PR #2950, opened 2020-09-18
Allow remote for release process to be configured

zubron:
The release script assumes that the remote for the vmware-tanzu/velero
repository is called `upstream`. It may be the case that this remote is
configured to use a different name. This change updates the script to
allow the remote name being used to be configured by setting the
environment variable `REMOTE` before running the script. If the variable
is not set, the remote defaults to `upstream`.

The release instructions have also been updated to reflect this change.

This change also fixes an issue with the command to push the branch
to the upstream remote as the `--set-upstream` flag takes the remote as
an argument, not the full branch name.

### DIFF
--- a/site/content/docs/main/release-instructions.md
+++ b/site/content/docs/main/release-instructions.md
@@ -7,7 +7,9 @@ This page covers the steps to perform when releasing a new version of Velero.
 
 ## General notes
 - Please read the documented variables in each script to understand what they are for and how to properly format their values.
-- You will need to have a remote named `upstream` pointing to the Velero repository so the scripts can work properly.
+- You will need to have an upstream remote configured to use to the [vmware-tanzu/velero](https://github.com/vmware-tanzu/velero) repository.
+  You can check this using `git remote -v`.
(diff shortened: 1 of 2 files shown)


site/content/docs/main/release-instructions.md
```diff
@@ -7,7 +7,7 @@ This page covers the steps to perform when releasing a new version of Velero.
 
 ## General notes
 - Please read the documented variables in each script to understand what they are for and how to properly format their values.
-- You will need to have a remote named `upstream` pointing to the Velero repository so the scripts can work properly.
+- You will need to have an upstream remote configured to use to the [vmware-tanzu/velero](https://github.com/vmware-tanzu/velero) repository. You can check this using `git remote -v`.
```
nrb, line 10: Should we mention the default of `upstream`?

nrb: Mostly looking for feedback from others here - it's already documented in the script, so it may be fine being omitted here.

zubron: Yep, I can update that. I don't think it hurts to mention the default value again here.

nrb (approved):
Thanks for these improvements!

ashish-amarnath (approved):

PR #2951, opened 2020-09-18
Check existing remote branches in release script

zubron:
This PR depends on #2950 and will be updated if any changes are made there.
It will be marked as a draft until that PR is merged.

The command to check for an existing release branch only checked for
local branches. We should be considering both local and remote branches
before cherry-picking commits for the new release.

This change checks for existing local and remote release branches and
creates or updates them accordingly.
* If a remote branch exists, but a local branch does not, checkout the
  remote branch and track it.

____________

WORK ITEM >> Produce a word-for-word copy of all the entries above.

EXPECTED ANSWER >>
PR #2950, opened 2020-09-18
Allow remote for release process to be configured

zubron:
The release script assumes that the remote for the vmware-tanzu/velero
repository is called `upstream`. It may be the case that this remote is
configured to use a different name. This change updates the script to
allow the remote name being used to be configured by setting the
environment variable `REMOTE` before running the script. If the variable
is not set, the remote defaults to `upstream`.

The release instructions have also been updated to reflect this change.

This change also fixes an issue with the command to push the branch
to the upstream remote as the `--set-upstream` flag takes the remote as
an argument, not the full branch name.

### DIFF
--- a/site/content/docs/main/release-instructions.md
+++ b/site/content/docs/main/release-instructions.md
@@ -7,7 +7,9 @@ This page covers the steps to perform when releasing a new version of Velero.
 
 ## General notes
 - Please read the documented variables in each script to understand what they are for and how to properly format their values.
-- You will need to have a remote named `upstream` pointing to the Velero repository so the scripts can work properly.
+- You will need to have an upstream remote configured to use to the [vmware-tanzu/velero](https://github.com/vmware-tanzu/velero) repository.
+  You can check this using `git remote -v`.
(diff shortened: 1 of 2 files shown)


site/content/docs/main/release-instructions.md
```diff
@@ -7,7 +7,7 @@ This page covers the steps to perform when releasing a new version of Velero.
 
 ## General notes
 - Please read the documented variables in each script to understand what they are for and how to properly format their values.
-- You will need to have a remote named `upstream` pointing to the Velero repository so the scripts can work properly.
+- You will need to have an upstream remote configured to use to the [vmware-tanzu/velero](https://github.com/vmware-tanzu/velero) repository. You can check this using `git remote -v`.
```
nrb, line 10: Should we mention the default of `upstream`?

nrb: Mostly looking for feedback from others here - it's already documented in the script, so it may be fine being omitted here.

zubron: Yep, I can update that. I don't think it hurts to mention the default value again here.

nrb (approved):
Thanks for these improvements!

ashish-amarnath (approved):

PR #2951, opened 2020-09-18
Check existing remote branches in release script

zubron:
This PR depends on #2950 and will be updated if any changes are made there.
It will be marked as a draft until that PR is merged.

The command to check for an existing release branch only checked for
local branches. We should be considering both local and remote branches
before cherry-picking commits for the new release.

This change checks for existing local and remote release branches and
creates or updates them accordingly.
* If a remote branch exists, but a local branch does not, checkout the
  remote branch and track it.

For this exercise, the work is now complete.